JADI BAGIAN DARI PENGELOLAAN HIU DAN PARI? SIAPA TAKUT!
Mengenal Kawasan Konservasi Perairan Perlindungan Hiu dan Pari
Sobat, tahukah kamu jumlah hiu dan pari saat ini di lautan? Tidak ada yang tahu pasti mengenai jumlahnya. Namun, dengan penelitian jumlah kemunculan populasi hiu dan pari oleh para ilmuwan, serta pernyataan langsung para nelayan, semenjak satu dekade terakhir banyak jenis hiu dan pari semakin sulit ditemukan atau semakin jauh penangkapannya, artinya jumlah mereka semakin berkurang di alam.
Hiu dan pari baru salah dua dari ribuan kelompok spesies laut yang ada di dunia. Saat ini saja, seperempat jenis hiu dan pari berstatus terancam punah menurut IUCN, dan angka tersebut akan terus bertambah kalau tidak ada pengontrolan baik oleh pemerintah dan masyarakat. Pemerintah bertanggung jawab terhadap pengaturan yang menjaga habitat penting hiu dan pari, khususnya pada habitat pembesaran mereka (nursery ground), habitat kawin (mating ground) hingga habitat pelepasan anakan (pupping ground), artinya hiu dan pari harus terlindungi saat mereka beregenerasi.
Kawasan Konservasi Perairan (KKP) ini merupakan instrumen penting dalam pengelolaan sumberdaya perikanan karena dapat melindungi habitat kritis, fungsi ekosistem, struktur ekosistem, dan menjaga keanekaragaman spesies.
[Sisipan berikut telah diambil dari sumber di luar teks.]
PR #11225, opened 2026-06-04
Add Payment Element integration documentation

### LINKED ISSUE #1541: Payment Element integration documentation
The Cashier Stripe documentation is only explaining how to use the [Stripe UI](https://stripe.com/docs/payments/elements) Card Element, which is now marked as "Legacy". While the new Payment Element is not documented.

It seems like the JS code should now call `await stripe.confirmPayment` instead of `await stripe.confirmCardSetup`. But it requires defining a `return_url`. A `payment_intent_client_secret` value is then passed as GET query string parameter (not ideal), which I guess can be used with Cashier.

I think the documentation should explain how to set this up properly. Or is this not supported officially?

Thanks!

youssef-al-mostafa:
Closes laravel/cashier-stripe#1541

The current documentation only covers the legacy Card Element which Stripe 
now marks as "Legacy". This PR adds a new "Using the Payment Element" section 
covering the three main use cases:

- Subscriptions (Setup Intent flow)
- Single charges (Payment Intent flow)  
- Updating the default payment method

The legacy Card Element docs are kept intact for backward compatibility.

### DIFF
--- a/billing.md
+++ b/billing.md
@@ -23,6 +23,7 @@
     - [Billing Portal](#billing-portal)
 - [Payment Methods](#payment-methods)
     - [Storing Payment Methods](#storing-payment-methods)
+    - [Using the Payment Element](#using-the-payment-element)
     - [Retrieving Payment Methods](#retrieving-payment-methods)
     - [Payment Method Presence](#payment-method-presence)
     - [Updating the Default Payment Method](#updating-the-default-payment-method)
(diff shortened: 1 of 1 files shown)


taylorotwell:
So does this leave the old legacy stuff in the docs as well?

youssef-al-mostafa:
Yes, I kept the old Card Element docs in place since a lot of existing apps still use it. 
Added the Payment Element as a new section below it so new projects have a modern reference without breaking anything for current users.
Happy to add a small deprecation note to the old section pointing to the new one if you'd prefer that approach.

taylorotwell:
Can you fix the styling to make it match the rest of the docs?

youssef-al-mostafa:
Updated formatting and prose style to match the existing docs. Ready for review.

youssef-al-mostafa:
Hi @taylorotwell  , just wanted to gently follow up on this PR, happy to make any additional changes if needed. Thanks for your time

Kementerian Kelautan dan Perikanan (KKP) saat ini telah mengatur luasan laut nusantara sebesar 23,14 juta hektar yang berada di 196 kawasan (Wow, berapa kali lapangan bola ya?) dan angka itu akan terus bertambah hingga pada tahun 2030 Indonesia dapat mengkonservasi kawasan lautnya sebesar 32,5 juta hektar. Kawasan Konservasi Perairan ini juga mengelola hiu dan pari di dalamnya, dimana akan melindungi populasi hiu dan pari, sebagai salah satu caranya adalah pengaturan terhadap tangkapan hiu dan pari. Di sisi lain, KKL perlindungan hiu dan pari juga mengakomodir masyarakat lokal sebagai destinasi wisata dalam mendapatkan manfaat ekonomi.
Nah, jadi baru-baru ini WWF Global berkolaborasi dengan James Cook University, Australia membuat sebuah buku pedoman untuk merancang dan mengelola Kawasan Konservasi Perairan khusus perlindungan hiu dan pari. WWF dan Colin Simpfendorfer dari James Cook bilang, pedoman ini bisa ngasih informasi praktis berbasis sains/penelitian tentang cara memaksimalkan sebuah Kawasan Konservasi Perairan untuk hiu dan pari lebih efektif. Tujuannya gak lain dan gak bukan ya untuk melakukan pengelolaan demi memastikan hiu dan pari ini tetap terjaga serta terlindungi hingga masa yang akan datang.
Kalau kata Prof. Colin, KKL yang telah banyak diatur di dunia secara umum belum menjawab tantangan konservasi yang dihadapi hiu dan pari secara spesifik nih sobat, maka dibentuklah dokumen ini dengan analisa dan penelitian yang beliau lakukan dengan WWF Global. Hiu dan pari ini adalah spesies unik yang memiliki pola pergerakan sendiri untuk tiap spesiesnya, ada yang tinggal di pesisir sepanjang hidupnya, ada yang hidup berkelana di samudera, ada juga spesies yang hidup di samudera dan di pesisir. Maka, dibutuhkan gabungan pengetahuan ilmiah tentang pola pergerakannya dengan aspek sosial ekonomi dan budaya.
“Loh, kan hiu dilindungi, kok harus perhatikan aspek ekonomi juga? Tetep komersil dong?”
Memanfaatkan hiu dan pari, nyatanya bukan hanya dengan menangkap dan mengkonsumsinya, Sobat! Namun harus diperhatikan pupulasi spesies ini akibat penangkapan secara target maupun bycatch yang tidak terkontrol. Peluang pariwisata juga harus dipertimbangkan sebagai mata pencaharian masyarakat pesisir. Jangan sampai perlindungan yang dibuat, merugikan mereka dan mematikan pendapatan mereka. Karena, pengelolaan perlindungan yang efektif dari habitatnya adalah salah satu cara paling praktis untuk mengurangi angka kematian ikan hiu dan pari, seperti kata Dr. Andy Cornish, dedengkotnya alias Leadernya WWF Sharks Global.
Balik lagi ke buku pedoman ini, jadi buku ini bisa dipakai oleh pemerintah sebagai pengelola atau istilahnya Management Authority nasional untuk membentuk sebuah Kawasan Konservasi Perairan perlindungan hiu dan pari, atau KKL yang sebelumnya sudah ada dapat diperbaharui dengan poin-poin pada pengelolaan ini. Dan karena pedoman ini memiliki embel-embel “praktis”, selain pemerintah pedoman ini juga bisa digunakan oleh LSM, operator wisata bahari dan praktisi sebagai otoritas yang bertanggung jawab atas habitat laut.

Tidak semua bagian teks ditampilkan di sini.